Mornings, after she left, I would slip downstairs and look around the parking lot for that cat. She was so desperate for contact,
it seemed, screaming for attention, and I wanted to find out if I could quiet her, soothe her screaming even for a moment,
by scratching that patch of sensitive skin behind her ears. But as soon as I stepped into the lot, she would vanish, hiding
under a car or running into the old man’s garden next door. It had become a kind of game, actually, though I didn’t know why
I was playing. I wasn’t sure what I was planning to do if I found her, either. I certainly wasn’t prepared to take an alley
cat into my apartment. Can you imagine the fleas? I just wanted to touch her, I guess, to see if she would stop wailing, if
only for a few moments.
And sometimes I would get stuck, caught by the impossible gorgeousness of the Los Angeles morning, catatonic in the apprehension
of a phenomenon too beautiful, too cinematic to be real.
I
T WAS BECAUSE HER EYES KEPT CHANGING COLORS. IT WAS BE
cause her breasts were fake. It was because she came home at half past three in the morning but acted like it was three in
the afternoon. It was because she said she was a vegetarian and made me lamb stew. It was because she was older than me but
wouldn’t admit it. It was because she constantly contradicted herself, denying entire conversations. It was because she was
a liar and so was I. It was because she wore way too much perfume and way too much makeup and way too high high heels. It
was because when she slept, she rested the back of her hand on her forehead like Scarlett O’Hara. It was because of her laugh,
soft and low and wicked. It was because sometimes she bit me. It was because of the way she pressed herself into me, as though
she were literally trying to crawl under my skin. It was because she had those tiny cracks at the corners of her eyes. It
was because she never asked me why I lived alone, staying awake through the Hollywood night, writing my senseless, pointless
scenes. It was because she understood every crazy thing I said, or pretended to, anyway.

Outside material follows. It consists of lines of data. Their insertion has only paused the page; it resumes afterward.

Issue #195, opened 2026-09-03
Nightly review: what needs updating and fixing


olafkfreund:
Reviewed 2026-09-11. https://github.com/olafkfreund/nixarchy/actions/runs/34568297290

| what | have | upstream | |
|---|---|---|---|
| omarchy | v4.0.3 | v4.0.3 | ok |
| menu rows (v4.0.3) | 41 Install rows are mapped (2 by a recorded exception) | mapped | ok |
| once | 0.3.2 | 0.3.2 | ok |
| hey-cli | 1.4.3 | 1.4.3 | ok |
| omacalc | 0.2.2 | 0.2.2 | ok |
| omacut | 0.4.0 | 0.4.0 | ok |
| omawrite | 0.5.0 | 0.5.0 | ok |
| ttfx | 0.3.2 | 0.3.2 | ok |
| grok-bot | 0.24.0 | checked 0d ago | ok |
| version literals | 4.0.3 | match the pin | ok |
| release | v4.0.3-1 | vendors 4.0.3, 1d old | ok |
| board | 1 without a milestone | all of them | **invisible in the by-feature views: 548** |
| milestones | all | carry work | ok |
| disko | latest (233d) | v1.13.0, the newest tag | ok |
| home-manager | (default) | 16d old | ok |
| home-manager-stable | release-26.05 | 5d old | ok |
| hypr-rdp | v0.1.6 | newest | ok |
| hyprland | (default) | 3d old | ok |
| microvm | fdfc1821a (6d) | 458 commits past v0.5.0 | ok |
| nix-flatpak | v0.7.0 | newest | ok |
| nixi | a141b1689 (6d) | upstream publishes no version tags | ok |
| nixos-hardware | (default) | 8d old | ok |
| nixpkgs | nixos-unstable | 2d old | ok |
| nixpkgs-stable | nixos-26.05 | 1d old | ok |
| sops-nix | a8627b21b (28d) | upstream publishes no version tags | ok |
| systems | (default) | 1154d old | ok |
| zen-browser | ec2c94c95846 | 5d old | ok |
| build.yml | 7h ago | failure | **read the run** |
| nightly.yml | 2h ago | success | ok |
| omarchy.yml | 1h ago | success | ok |
| update.yml | 0h ago | success | ok |

Edited in place each night by `review.yml`, and closed automatically when
everything is green. Run it yourself with `nix run .#review`.

olafkfreund:
[...]

PR #198, opened 2026-09-03
Something watches the watchers, and says so out loud

olafkfreund:
## What this changes, and why

The daily Omarchy check failed three nights running and told nobody.

Twice — 2026-08-31 and 09-01 — it was killed by its own 20-minute timeout at
20m21s and 20m24s. A timeout is recorded as **cancelled**, and the step that
writes the triage summary is `if: failure()`, which does not fire on
cancellation. On 09-02 it failed differently: its copy of the menu-mapping
check never learned to look in `data/services.nix`, so it reported
`install.service.tailscale` as unmapped when `services.nix` has mapped it
since it became a service. `build.yml`'s copy of the same check knows better.

Omarchy **v4.0.2 — a security release** — has been unadopted the whole time,
and no issue was ever opened, because there is not one `cancelled()` anywhere
in `.github/`.

So, three fixes and a watchdog:

- **one mapping check with two callers**, in `.github/scripts/`. It was two
  copies with one caller each, and they drifted.
- **`timeout-minutes: 45`** and the `hyprland.cachix.org` substituter
  `build.yml` has always had for the same closure — without it, this job
  compiles a compositor from source inside its own budget.
- **the bump rewrites all three places the tag is written**, not one, so an
  auto-merge stops leaving `omarchyVersion` naming the release before it.
- **`if: failure() || cancelled()`** on both reporters.

Then `nix run .#review`: is anything pinned behind upstream, and did the jobs
that answer that actually run and pass — including the runs that were
cancelled and the ones that never happened. Findings go to one issue, edited
in place nightly and closed when the table is clean. It is a script rather
than YAML for the reason `doctor.sh` and `verify.sh` are scripts: something
that only ever executes on a schedule is something nobody can test.

**Maintainer sign-off needed (AGENTS.md §9):** the `omarchy.yml` timeout, the
`if:` conditions on both reporters, and `review.yml`'s new schedule trigger.

The mapping fix, against Omarchy v4.0.2's real menu — this is the live bug:

```
$ python3 .github/scripts/check-menu-mapping.py menu-402.jsonc data/apps.nix
::error::install.service.tailscale installs 'tailscale', which data/apps.nix does not map
1 unmapped Install rows
exit=1                      <- exactly what run 33589688043 hit

$ python3 .github/scripts/check-menu-mapping.py menu-402.jsonc data/apps.nix data/services.nix
all 37 Install rows are mapped
exit=0
```

That also answers the adoption question: 4.0.2's menu is fully mapped.

`checks.review-pins` covers the way `review.sh` actually rots — not the
comparison, but someone restructuring a `version =` line until every probe
reports nothing, which looks exactly like good news. RED, with `hey-cli`'s
version line removed:

```
> review: hey-cli (pkgs/apps/hey-cli.nix) yielded version '\([^'
>   the pin moved or its version line changed shape.
>
> What review.sh --list-pins actually printed:
> once      pkgs/apps/once.nix      0.3.2
> hey-cli   pkgs/apps/hey-cli.nix   \([^
```

GREEN, restored: `all 6 pins are readable, and every version looks like one`.

And the script's own live output, which is the state of the repo right now:

```
| omarchy      | v4.0.1  | v4.0.2    | bump (omarchy.yml should do this nightly) |
| hey-cli      | 1.3.0   | 1.4.0     | bump pkgs/apps/hey-cli.nix                |
| nightly.yml  | 21h ago | cancelled | timed out, most likely                   |
| omarchy.yml  | 20h ago | failure   | read the run                             |
| ...12 more rows, all ok                                                        |
```

That is issue #195, opened by `nix run .#review -- --report`. A second run
edited it in place rather than opening a duplicate.

## Checks run locally

- `nix build .#checks.x86_64-linux.review-pins` — green, red first as above
- `nix build .#checks.x86_64-linux.options` — green
- the coverage guard from `build.yml`, run by hand: `missing:[] ungated:[]`
- `yamllint` on all four touched workflows — clean

- [x] If this adds a `checks.*` entry: `build.yml`'s `lint` job builds
      `checks.review-pins` (workflow edit needs maintainer sign-off — see above)

### DIFF
--- a/.github/scripts/check-menu-mapping.py
+++ b/.github/scripts/check-menu-mapping.py
@@ -1,0 +1,73 @@
+#!/usr/bin/env python3
+"""Every Omarchy Install row names a package. Is it one this port maps?
+
+Upstream's rows install with `omarchy-pkg-present <arch-package>`. If nothing
+in data/ maps that package to nixpkgs, modules/apps.nix does not rewire the
+row, and it reaches a user still trying to run pacman. This is the check that
+holds data/apps.nix to the claim it makes about itself.
+
+It is one file with two callers because it used to be two copies with one
+caller each, and they drifted. build.yml learned to look in data/services.nix
+when `tailscale` moved there and became a service; omarchy.yml did not. So the
+nightly Omarchy bump failed on a row that was mapped all along, twice, and
+Omarchy 4.0.2 -- a security release -- sat unadopted behind a false positive
+in our own checker. Two copies of a question is one copy too many.
+
+Both catalogues count, and both spell it the same way:
+
+    data/apps.nix       arch = "brave-bin"    an Install-menu app
+    data/services.nix   arch = "tailscale"    a row that became a service
+
+data/arch-extras.nix is deliberately NOT consulted. It exists for packages
+"nothing in the menu selects" -- fonts from Style > Font, the system packages
+behind omarchy-install-dev-env -- and it carries no menuId, so modules/apps.nix
+generates no rewrite from it. A row naming one of those really is unmapped in
+the sense this check means: it would still run pacman. Absorbing arch-extras
+here would turn a real break into a green light.
+
+Usage: check-menu-mapping.py <omarchy-menu.jsonc> <catalogue.nix>...
+"""
+
+import re
+import sys
+
+
+def main(argv):
+    if len(argv) < 3:
+        sys.exit(f"usage: {argv[0]} <omarchy-menu.jsonc> <catalogue.nix>...")
+
+    menu, catalogues = argv[1], argv[2:]
+
+    known = set()
+    for c in catalogues:
+        known |= set(re.findall(r'arch = "([^"]+)"', open(c).read()))
+
+    raw = open(menu).read()
+    # JSONC. Strip comment lines the way MenuModel.js does before parsing.
+    rows = re.sub(r"^\s*//[^\n]*(\n|$)", "", raw, flags=re.M)
+
+    # Only the install tree: remove.* rows are derived from these.
+    wanted = set()
+    for rid, body in re.findall(r'"(install\.[a-z0-9.\-]+)":\s*(\{[^}]*\})', rows):
+        m = re.search(r"omarchy-pkg-present\s+([a-z0-9._@+\-]+)", body)
+        if m:
+            wanted.add((rid, m.group(1)))
+
+    if not wanted:
+        sys.exit(
+            "no install rows found in the menu -- either it changed shape or "
+            "this check stopped being able to read it, which is worse"
+        )
+
+    missing = sorted((r, a) for r, a in wanted if a not in known)
+    for rid, arch in missing:
+        names = " or ".join(catalogues)
+        print(f"::error::{rid} installs '{arch}', which {names} does not map")
+    if missing:
+        sys.exit(f"{len(missing)} unmapped Install rows")
+
+    print(f"all {len(wanted)} Install rows are mapped")
+
+
+if __name__ == "__main__":
+    main(sys.argv)
--- a/.github/scripts/omarchy-package-delta.sh
+++ b/.github/scripts/omarchy-package-delta.sh
@@ -1,0 +1,68 @@
+#!/usr/bin/env bash
+# What an Omarchy release adds to, and drops from, the set it installs.
+#
+# Omarchy pins no versions -- both package lists are bare Arch names, whatever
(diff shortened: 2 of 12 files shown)


olafkfreund:
Added one more probe: **is what `main` vendors actually released?**

The bump merges itself, so `main` can move to a new Omarchy without anyone
noticing that the newest ISO on the releases page still carries the old one —
`release.yml` only fires on a tag, and nothing pushes tags. Publishing an image
is the one step worth a person; forgetting it for a fortnight is not.

Quiet today, because the two agree:

```
| release | v4.0.1-5 | vendors 4.0.1, 1d old | ok |
```

And with `omarchyVersion` set to 4.0.2 to simulate the night the bump
auto-merges — which is the state this exists to catch:

```
| release | v4.0.1-5 (Omarchy 4.0.1) | main vendors 4.0.2 | no ISO for it -- tag v4.0.2-1 to publish one |
```

`checks.review-pins` still green, `nix fmt --ci` clean. Amended into the single
commit rather than stacked, so the squash subject stays the commit's own.

olafkfreund:
Two more lines in `omarchy.yml`, both about the bump branch.

**A `concurrency:` group.** There was none at all, so a `workflow_dispatch`
during the 04:00 run raced the schedule for the same branch ref.
`cancel-in-progress: false`, because the loser would be a half-finished bump,
and a bump that stops in the middle is worse than one that waits.

**The version in the branch name**: `update/omarchy-v4.0.2` rather than a
constant `update/omarchy`. With a constant name, a bump that stops for a human
— a new app to map, a moved `substituteInPlace` anchor — is overwritten by the
next night's run, and the state you were about to read is gone. Per version,
the stuck one waits where you left it while the next release still gets a clean
attempt of its own.

They do not accumulate: `delete-branch: true` and `gh pr merge --delete-branch`
are both still set, which matters given this repo was carrying 59 branches
until today.

Flow end to end, with the release probe from the previous comment:

```
v4.0.2 released → update/omarchy-v4.0.2 → build, map-check, boot a session
                → auto-merge to main
                → review: "main vendors 4.0.2, newest release is v4.0.1-5"
                → a human pushes v4.0.2-1 → release.yml publishes the ISO
```

Automatic up to the tag, which stays a person's call because it publishes an
image.

`yamllint` clean, `nix fmt --ci` / statix / deadnix clean, `checks.review-pins`
green, and the coverage guard run by hand: `missing:[] ungated:[]`. Amended
into the same commit.

olafkfreund:
Added the package delta, in the bump PR rather than the nightly review — it is
only worth reading while someone is deciding about *this* bump; in the review
it would repeat every night until adopted.

**Why it exists.** Omarchy pins no versions: both install lists are bare Arch
names, whatever Arch shipped that day. So there is nothing to match
version-for-version — but the *set* carries decisions. All of 4.0.1 → 4.0.2:

```
### Packages v4.0.2 changes

**Added**
- `cups-pk-helper`

**Removed**
- `cups-browsed`
- `cups-pdf`
```

Three lines, and they found something. The release notes call it "Harden CUPS
printer discovery and administration", while `modules/nixos.nix:727` still
reads:

```nix
# cups, cups-browsed, avahi and nss-mdns are all in base.packages
printing.enable = lib.mkDefault true;
```

Upstream dropped `cups-browsed` deliberately; our justification still cites it.
NixOS does not start cups-browsed from `printing.enable` alone, so I do not
think we are exposed — but that comment has stopped being true, and nothing
would have said so. **Not fixed in this PR**: it belongs with the 4.0.2 bump,
where someone can decide what our printing defaults should now be.

**Why not compare against `data/apps.nix` instead.** I measured it: 201 of
Omarchy's 206 packages come back "unmapped", because `base`, `bluez`, `bat` and
friends reach a nixarchy machine through the NixOS module rather than the app
catalogue. That check would be noise from its first run.

**The check.** `checks.package-delta` feeds the script fixtures modelling the
real 4.0.1 → 4.0.2 change, because a set diff has exactly one dangerous
failure: reporting nothing. "No change to the package set" reads identically
whether upstream changed nothing or the script stopped being able to read the
lists. Red both ways:

```
# the read breaks
> delta: an added package is missing from the report
> delta: cups-pk-helper is not under Added

# added and removed swapped
> delta: cups-pk-helper is not under Added
> delta: a removed package is listed under Added
```

It also asserts that reordering the same packages produces silence, so silence
keeps meaning silence.

Named in `build.yml`'s lint job; coverage guard re-run by hand:
`missing:[] ungated:[]`. `nix fmt --ci` / statix / deadnix clean, `yamllint`
clean. Amended into the same commit.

It was because when I saw her, when she came into my apartment, she would smile, smiling at me, only me, because of me.
It was because of all these things that a few days later, I parked the Cadillac in the rear lot of the strip mall strip club,
walked around to the front through the yellow illumination of the Sunset Boulevard street lamps, and approached the door.
The bouncer who guarded it wore prison denim and sunglasses even darker than mine. I gave him my ten-dollar entrance fee and
flinched as he tried to stamp my hand.
“I won’t be needing that,” I said. I shook my head, backing away. I didn’t like the idea of that infrared ink touching my
skin.
The bouncer shrugged. “You’ll need it when you want to get back in.”
“If I leave,” I told him, “I won’t want to get back in.”
He didn’t bother to look at me, just hunched over like Rodin’s
Thinker
on a bar stool and said, “
Everybody
wants to get back in.”
The Velvet Mask was a strip club I’d been driving by for years. Only tourists went in there, I’d always thought, or Japanese
businessmen, or ad guys from New York. Only assholes.
I walked down a narrow corridor, the snarling music inside the club growing exponentially louder, and emerged through a pair
of swinging saloon-style shutters into the main room.